* TO DO *
Among the entries below, which lines include the string "ocaml"? Show each one.

DATASET RECORDS START

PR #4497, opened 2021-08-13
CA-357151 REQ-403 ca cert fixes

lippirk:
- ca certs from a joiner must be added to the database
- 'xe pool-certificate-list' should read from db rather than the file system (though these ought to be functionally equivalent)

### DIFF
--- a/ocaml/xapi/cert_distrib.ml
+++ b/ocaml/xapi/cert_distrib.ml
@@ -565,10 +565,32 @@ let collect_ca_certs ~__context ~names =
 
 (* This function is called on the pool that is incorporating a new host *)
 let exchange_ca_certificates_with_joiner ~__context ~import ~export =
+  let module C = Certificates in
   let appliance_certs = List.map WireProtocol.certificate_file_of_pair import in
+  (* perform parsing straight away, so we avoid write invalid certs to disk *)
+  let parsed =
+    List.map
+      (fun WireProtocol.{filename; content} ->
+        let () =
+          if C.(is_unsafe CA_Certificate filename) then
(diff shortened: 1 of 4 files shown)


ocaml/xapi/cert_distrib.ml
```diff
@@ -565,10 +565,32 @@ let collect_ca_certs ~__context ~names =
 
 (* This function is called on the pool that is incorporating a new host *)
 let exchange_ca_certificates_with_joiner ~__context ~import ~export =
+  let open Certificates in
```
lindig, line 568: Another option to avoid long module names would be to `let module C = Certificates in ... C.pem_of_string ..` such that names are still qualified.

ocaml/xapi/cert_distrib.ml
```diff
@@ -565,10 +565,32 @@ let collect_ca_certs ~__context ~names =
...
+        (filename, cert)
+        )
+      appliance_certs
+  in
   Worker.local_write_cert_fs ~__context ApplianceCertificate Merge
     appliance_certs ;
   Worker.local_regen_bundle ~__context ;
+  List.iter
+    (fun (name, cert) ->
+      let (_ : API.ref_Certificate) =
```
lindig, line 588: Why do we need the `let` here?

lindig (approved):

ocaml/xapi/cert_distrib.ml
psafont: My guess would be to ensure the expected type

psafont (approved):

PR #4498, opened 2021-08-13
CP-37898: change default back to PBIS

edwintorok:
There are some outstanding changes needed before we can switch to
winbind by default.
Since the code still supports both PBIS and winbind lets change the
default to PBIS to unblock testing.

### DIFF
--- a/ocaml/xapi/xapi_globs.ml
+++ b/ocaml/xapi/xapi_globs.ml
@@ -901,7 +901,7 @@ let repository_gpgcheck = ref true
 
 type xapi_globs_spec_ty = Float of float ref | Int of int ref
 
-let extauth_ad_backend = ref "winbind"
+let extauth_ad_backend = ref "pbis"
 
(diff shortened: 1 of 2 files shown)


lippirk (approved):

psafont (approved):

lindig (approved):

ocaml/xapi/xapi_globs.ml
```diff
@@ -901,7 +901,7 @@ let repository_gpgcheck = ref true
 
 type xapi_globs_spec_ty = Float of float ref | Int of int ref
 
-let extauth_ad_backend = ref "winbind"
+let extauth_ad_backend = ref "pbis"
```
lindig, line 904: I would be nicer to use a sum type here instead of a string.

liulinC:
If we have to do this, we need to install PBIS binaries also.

DATASET RECORDS END

* SOLVED PROBLEM *
--- a/ocaml/xapi/cert_distrib.ml
+++ b/ocaml/xapi/cert_distrib.ml
ocaml/xapi/cert_distrib.ml
ocaml/xapi/cert_distrib.ml
ocaml/xapi/cert_distrib.ml
--- a/ocaml/xapi/xapi_globs.ml
+++ b/ocaml/xapi/xapi_globs.ml
ocaml/xapi/xapi_globs.ml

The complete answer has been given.